CBD modulates SEC signalling indirectly by enhancing the effects of natural endocannabinoids such as anandamide (AEA) and 2-arachidonylglycerol (2-AG). This action is achieved by inhibiting certain enzymes responsible for the degradation of anandamide, which increases anandamide levels in the brain⁵. As a result, CBD has a number of properties:

  • Anti-inflammatory and analgesic effects: this compound has been shown to have significant anti-inflammatory and analgesic properties. These effects are due in part to its ability to interact with cannabinoid receptors, reducing the release of pro-inflammatory cytokines and modulating pain perception⁶.
  • Impact on neurological disorders: CBD’s ability to modulate SEC signalling and other neurotransmitter systems makes it a promising candidate for the treatment of several neurological disorders, such as Lennox-Gastaut (LGS) or Dravet (DS)⁷ syndromes.
  • Impact on sleep regulation and rest: In addition to having analgesic, anti-inflammatory and cosmetic properties, CBD may also help reduce anxiety and stress, according to Suraev’s study published in 2020⁸. This makes it a great compound to help you fall asleep and contribute to a better night’s sleep.

In short, CBD interacts with the endocannabinoid system in a variety of ways, indirectly modulating cannabinoid receptor activity and affecting multiple physiological pathways. Its potential ranges from the treatment of neurological disorders to the regulation of metabolism and inflammation, positioning it as a compound of great interest in research and clinical practice.

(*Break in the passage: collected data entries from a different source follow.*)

PR #1406, opened 2023-03-23
Encode plan when inserting to dp table

andyfengHKU:
This PR removes the custom hasher for schema because they are not computational efficient. Instead, we now encode a logical plan's factorization schema into a bitset by considering the flat information of certain expressions. As a consequence

- We improve the computational time of enumeration.
- We reduce the number of plans kept in each subgraph.
- Fewer plans are being generated.


src/include/planner/subplans_table.h
```diff
@@ -13,14 +13,62 @@ namespace kuzu {
...
+    std::vector<std::unique_ptr<LogicalPlan>>& getPlans() { return plans; }
 
+private:
+    // To balance computation time, we encode plan by only considering the flat information of the
+    // nodes that are involved in current subgraph.
+    std::bitset<MAX_NUM_QUERY_VARIABLES> encodePlan(const LogicalPlan& plan);
+
+private:
+    binder::expression_vector nodeIDsToEncode;
+    constexpr static uint32_t MAX_NUM_PLANS = 10;
```
ray6080, line 43: I would separate static const values from variables.
```
private:
    constexpr static uint32_t MAX_NUM_PLANS = 10;

private:
    binder::expression_vector nodeIDsToEncode;
    std::vector<std::unique_ptr<LogicalPlan>> plans;
    std::unordered_map<std::bitset<MAX_NUM_QUERY_VARIABLES>, common::vector_idx_t> planCode2planIdx;
```

src/include/planner/subplans_table.h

However, despite all of the above, we at The Tree CBD would like to remind you once again that CBD is not a medicine, nor is it intended to diagnose, treat or cure any disease. If you think you might be ill or suffer from any kind of discomfort that is prolonged over time, it is always best to consult a medical professional and always follow their recommendations.

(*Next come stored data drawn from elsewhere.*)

PR #1409, opened 2023-03-24
BM optimistic reads

ray6080:
This PR adds `optimisticRead` interface to BM following the [VMCache design](https://www.cs.cit.tum.de/fileadmin/w00cfj/dis/_my_direct_uploads/vmcache.pdf).  Any writes to file pages should go through `pin`/`unpin`, and reads can go through `optimisticRead`, which lifts the read-read lock contentions.

### Page states and versions
Pages managed by BM now have four states: a) Locked, b) Unlocked, c) Marked, d) Evicted.
Every page is initialized as in the Evicted state. When a page is pinned, it transits to the Locked state.
When the caller finishes changes to the page, it calls `unpin`, which releases the lock on the page, thus, the page transits to the Unlocked state.
Any optimistic reads on Unlocked pages should not make any changes to the page, and reads on Marked pages will first set their states to Unlocked, and then read the page optimistically. For Evicted pages, optimistic reads will trigger pin and unpin to read pages from disk into frames.

Besides the page state, each page also has a version number. The version number is used to identify any potential writes on the page. Each time a page transits from Locked to Unlocked state, it will increment its version. When a page is pinned, then unpinned, it will transit from Locked to the Unlocked state, and its version will be incremented. During the pin and unpin, we assume the page's content in its corresponding frame might have changed, thus, we increment the version number to forbid stale reads on it.

### Eviction
We still use queue-based eviction strategy.
To track pages that can potentially be evicted, we push unlocked pages into the eviction queue, and set their states to Marked, which means they are ready to be evicted.
After the candidate was enqueued:
1) if the page's version has changed, which indicates that the page was pinned and unpinned again, the candidate should be discarded. Due to that there should be another candidate pointing to the same page in the queue.
2) if the page's state is Unlocked, but its version hasn't changed, which indicates that the page was optimistically read, the page should be set to Marked and the candidate should be moved back to the queue.

### DIFF
--- a/src/include/storage/buffer_manager/bm_file_handle.h
+++ b/src/include/storage/buffer_manager/bm_file_handle.h
@@ -6,44 +6,87 @@
 namespace kuzu {
 namespace storage {
 
-static constexpr uint64_t IS_IN_FRAME_MASK = 0x8000000000000000;
-static constexpr uint64_t DIRTY_MASK = 0x4000000000000000;
-static constexpr uint64_t PAGE_IDX_MASK = 0x3FFFFFFFFFFFFFFF;
-
-enum class LockMode : uint8_t { SPIN = 0, NON_BLOCKING = 1 };
-
 class BMFileHandle;
 class BufferManager;
 
 // Keeps the state information of a page in a file.
 class PageState {
-public:
-    inline bool isInFrame() const { return pageIdx & IS_IN_FRAME_MASK; }
-    inline void setDirty() { pageIdx |= DIRTY_MASK; }
-    inline void clearDirty() { pageIdx &= ~DIRTY_MASK; }
-    inline bool isDirty() const { return pageIdx & DIRTY_MASK; }
-    inline common::page_idx_t getPageIdx() const {
-        return (common::page_idx_t)(pageIdx & PAGE_IDX_MASK);
-    }
-    inline uint64_t incrementPinCount() { return pinCount.fetch_add(1); }
-    inline uint64_t decrementPinCount() { return pinCount.fetch_sub(1); }
-    inline void setPinCount(uint64_t newPinCount) { pinCount.store(newPinCount); }
-    inline uint64_t getPinCount() const { return pinCount.load(); }
-    inline uint64_t getEvictionTimestamp() const { return evictionTimestamp.load(); }
-    inline uint64_t incrementEvictionTimestamp() { return evictionTimestamp.fetch_add(1); }
-    inline void releaseLock() { lock.clear(); }
+    static constexpr uint64_t DIRTY_MASK = 0x0080000000000000;
+    static constexpr uint64_t STATE_MASK = 0xFF00000000000000;
+    static constexpr uint64_t VERSION_MASK = 0x00FFFFFFFFFFFFFF;
+    static constexpr uint64_t NUM_BITS_TO_SHIFT_FOR_STATE = 56;
 
-    bool acquireLock(LockMode lockMode);
-    void setInFrame(common::page_idx_t pageIdx);
-    void resetState();
+public:
+    static constexpr uint64_t UNLOCKED = 0;
+    static constexpr uint64_t LOCKED = 1;
+    static constexpr uint64_t MARKED = 2;
+    static constexpr uint64_t EVICTED = 3;
+
+    PageState() {
+        stateAndVersion.store(EVICTED << NUM_BITS_TO_SHIFT_FOR_STATE, std::memory_order_release);
+    }
+
+    inline uint64_t getState() { return getState(stateAndVersion.load()); }
+    inline static uint64_t getState(uint64_t stateAndVersion) {
+        return (stateAndVersion & STATE_MASK) >> NUM_BITS_TO_SHIFT_FOR_STATE;
+    }
+    inline static uint64_t getVersion(uint64_t stateAndVersion) {
+        return stateAndVersion & VERSION_MASK;
+    }
+    inline static uint64_t updateStateWithSameVersion(
+        uint64_t oldStateAndVersion, uint64_t newState) {
+        return ((oldStateAndVersion << 8) >> 8) | (newState << NUM_BITS_TO_SHIFT_FOR_STATE);
+    }
+    inline static uint64_t updateStateAndIncrementVersion(
+        uint64_t oldStateAndVersion, uint64_t newState) {
+        return (((oldStateAndVersion << 8) >> 8) + 1) | (newState << NUM_BITS_TO_SHIFT_FOR_STATE);
+    }
+    inline void spinLock(uint64_t oldStateAndVersion) {
+        while (true) {
+            if (tryLock(oldStateAndVersion)) {
+                return;
+            }
+        }
+    }
+    inline bool tryLock(uint64_t oldStateAndVersion) {
+        return stateAndVersion.compare_exchange_strong(
+            oldStateAndVersion, updateStateWithSameVersion(oldStateAndVersion, LOCKED));
+    }
+    inline void unlock() {
+        assert(getState(stateAndVersion.load()) == LOCKED);
+        stateAndVersion.store(updateStateAndIncrementVersion(stateAndVersion.load(), UNLOCKED),
+            std::memory_order_release);
+    }
+    // Change page state from Mark to Unlocked.
+    inline bool tryClearMark(uint64_t oldStateAndVersion) {
+        assert(getState(oldStateAndVersion) == MARKED);
+        return stateAndVersion.compare_exchange_strong(
+            oldStateAndVersion, updateStateWithSameVersion(oldStateAndVersion, UNLOCKED));
+    }
+    inline bool tryMark(uint64_t oldStateAndVersion) {
+        return stateAndVersion.compare_exchange_strong(
+            oldStateAndVersion, updateStateWithSameVersion(oldStateAndVersion, MARKED));
+    }
+
+    inline void setDirty() {
+        assert(getState(stateAndVersion.load()) == LOCKED);
+        stateAndVersion |= DIRTY_MASK;
+    }
+    inline void clearDirty() {
+        assert(getState(stateAndVersion.load()) == LOCKED);
+        stateAndVersion &= ~DIRTY_MASK;
+    }
+    inline bool isDirty() const { return stateAndVersion & DIRTY_MASK; }
+    uint64_t getStateAndVersion() const { return stateAndVersion.load(); }
+
+    inline void resetToEvicted() {
+        stateAndVersion.store(EVICTED << NUM_BITS_TO_SHIFT_FOR_STATE, std::memory_order_release);
+    }
 
 private:
-    std::atomic_flag lock = ATOMIC_FLAG_INIT;
-    // Highest 1st bit indicates if this page is loaded or not, 2nd bit indicates if this
-    // page is dirty or not. The rest 62 bits records the page idx inside the file.
-    uint64_t pageIdx = 0;
-    std::atomic<uint32_t> pinCount = 0;
-    std::atomic<uint64_t> evictionTimestamp = 0;
+    // Highest 1 bit is dirty bit, and the rest are page state and version bits.
+    // In the rest bits, the lowest 1 byte is state, and the rest are version.
+    std::atomic<uint64_t> stateAndVersion;
 };
 
 // This class is used to keep the WAL page idxes of a page group in the original file handle.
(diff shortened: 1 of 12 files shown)


src/storage/buffer_manager/buffer_manager.cpp
```diff
@@ -13,35 +11,32 @@ namespace storage {
...
-            // Remove the candidate from the eviction queue if it is still pinned or if it has
-            // been recently visited.
+        auto pageStateAndVersion = evictionCandidate.pageState->getStateAndVersion();
+        if (evictionCandidate.isSecondChanceEvictable(pageStateAndVersion)) {
+            // The page was optimistically read, mark it as MARKED, and enqueue to be evicted later.
+            evictionCandidate.pageState->tryMark(pageStateAndVersion);
+            queue->enqueue(evictionCandidate);
             continue;
-        } else {
+        } else if (evictionCandidate.isEvictable(pageStateAndVersion)) {
```
semihsalihoglu-uw, line 31: I think making isEvictable the if and sSecondChanceEvictable else if will make it easier to read this code.

src/storage/buffer_manager/buffer_manager.cpp
```diff
@@ -135,13 +168,17 @@ bool BufferManager::claimAFrame(
...
+                evictionCandidate.pageState->tryMark(pageStateAndVersion);
+                evictionQueue->enqueue(evictionCandidate);
+            }
             continue;
         }
-        // We found a page whose pin count can be 0, and potentially haven't been accessed since
-        // enqueued. We try to evict the page from its frame by calling `tryEvictPage`, which will
-        // check if the page's pin count is actually 0 and the page has not been accessed recently,
-        // if so, we evict the page from its frame.
+        // We found a page potentially haven't been accessed since enqueued. We try to evict the
```
semihsalihoglu-uw, line 179: `We found a page that potentially hasn't been accessed ...`.

src/storage/buffer_manager/buffer_manager.cpp
```diff
@@ -13,35 +11,32 @@ namespace storage {
...
+            evictionCandidate.pageState->tryMark(pageStateAndVersion);
+            queue->enqueue(evictionCandidate);
             continue;
-        } else {
+        } else if (evictionCandidate.isEvictable(pageStateAndVersion)) {
             queue->enqueue(evictionCandidate);
             break;
+        } else {
+            // Cases to remove the candidate from the queue:
+            // 1) The page is currently pinned, remove the candidate from the queue.
```
semihsalihoglu-uw, line 36: I would clarify the comment to say talk about the state first instead of the action that lead to the state. So something like: 
`The page is currently LOCKED (because it was pinned), remove ...`
`The page's version number was different (because it was pinned and unpinned ...`.

src/storage/buffer_manager/buffer_manager.cpp
```diff
@@ -70,47 +65,85 @@ BufferManager::~BufferManager() = default;
...
+            continue;
+        }
+        }
+    }
+}
+
+void BufferManager::optimisticRead(BMFileHandle& fileHandle, common::page_idx_t pageIdx,
+    const std::function<void(uint8_t*)>& func) {
+    auto pageState = fileHandle.getPageState(pageIdx);
+    while (true) {
```
semihsalihoglu-uw, line 97: This is a piece of code that makes me appreciate papers (in this case the VMCache paper) describe their core algorithms in sufficient detail so we can actually use them as reference. This is very similar to Listing 2 of the paper.

src/storage/buffer_manager/buffer_manager.cpp
```diff
@@ -70,47 +65,85 @@ BufferManager::~BufferManager() = default;
...
-    if (pageState && pageState->getPinCount() >= 1) {
-        pageState->setDirty();
-        fileHandle.releasePageLock(pageIdx);
-    } else {
-        fileHandle.releasePageLock(pageIdx);
-        throw BufferManagerException("If a page is not in memory or is not pinned, cannot set "
-                                     "it to isDirty = true. filePath: " +
-                                     fileHandle.getFileInfo()->path +
-                                     " pageIdx: " + std::to_string(pageIdx) + ".");
+    while (true) {
```
semihsalihoglu-uw, line 128: I think this while loop is not necessary. Similarly you should just set the state to dirty since a pinned page is guaranteed to be LOCKED. In fact, you might be able to just remove this function if there is a single line call you can make to change the state of a page to dirty. That is I see that you have an `->unlock()` call that does not take the existing state as an argument. You can have a `setLockedPageDirty()` function.

src/storage/buffer_manager/buffer_manager.cpp
```diff
@@ -135,13 +168,17 @@ bool BufferManager::claimAFrame(
             freeUsedMemory(pageSizeToClaim);
             return false;
         }
-        if (!evictionCandidate.isEvictable()) {
+        auto pageStateAndVersion = evictionCandidate.pageState->getStateAndVersion();
+        if (!evictionCandidate.isEvictable(pageStateAndVersion)) {
+            if (evictionCandidate.isSecondChanceEvictable(pageStateAndVersion)) {
+                evictionCandidate.pageState->tryMark(pageStateAndVersion);
```
semihsalihoglu-uw, line 174: Ditto about not checking tryMark's output.

src/storage/buffer_manager/buffer_manager.cpp
```diff
@@ -156,47 +193,43 @@ bool BufferManager::claimAFrame(
...
-    // evictionTimestamp.
-    if (!candidate.isEvictable()) {
-        pageState.releaseLock();
+    auto currStateAndVersion = pageState.getStateAndVersion();
+    // We check if the page is evictable again. Note that if the page's state or version has
+    // changed after the check, `tryLock` will fail, and we will abort the eviction of this page.
+    if (!candidate.isEvictable(currStateAndVersion) || !pageState.tryLock(currStateAndVersion)) {
         return 0;
     }
     // Else, flush out the frame into the file page if the frame is dirty. Then remove the page
```
semihsalihoglu-uw, line 216: I would say:
```
// At this point, the page is LOCKED. Next, flush out the frame ...
```

semihsalihoglu-uw (approved):

src/storage/buffer_manager/buffer_manager.cpp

  1. Gaoni, Y., & Mechoulam, R. (1964). Isolation, structure, and partial synthesis of an active constituent of hashish. Journal of the American chemical society86(8), 1646-1647.
  2. Devane, W. A., Dysarz, F. 3., Johnson, M. R., Melvin, L. S., & Howlett, A. C. (1988). Determination and characterization of a cannabinoid receptor in rat brain. Molecular pharmacology34(5), 605-613.
  3. Munro, S., Thomas, K. L., & Abu-Shaar, M. (1993). Molecular characterization of a peripheral receptor for cannabinoids. Nature365(6441), 61-65.
  4. Devane, W. A., Hanuš, L., Breuer, A., Pertwee, R. G., Stevenson, L. A., Griffin, G., … & Mechoulam, R. (1992). Isolation and structure of a brain constituent that binds to the cannabinoid receptor. Science, 258(5090), 1946-1949.
  5. Micale, V., Di Marzo, V., Sulcova, A., Wotjak, C. T., & Drago, F. (2013). Endocannabinoid system and mood disorders: priming a target for new therapies. Pharmacology & therapeutics, 138(1), 18-37.
  6. Burstein, S. (2015). Cannabidiol (CBD) and its analogs: a review of their effects on inflammation. Bioorganic & medicinal chemistry, 23(7), 1377-1385.
  7. FICHA TECNICA EPIDYOLEX 100 MG/ML SOLUCION ORAL. (s. f.). — https://cima.aemps.es/cima/dochtml/ft/1191389001/FT_1191389001.html
  8. Suraev, A. S., Marshall, N. S., Vandrey, R., McCartney, D., Benson, M. J., McGregor, I. S., … & Hoyos, C. M. (2020). Cannabinoid therapies in the management of sleep disorders: a systematic review of preclinical and clinical studies. Sleep medicine reviews, 53, 101339.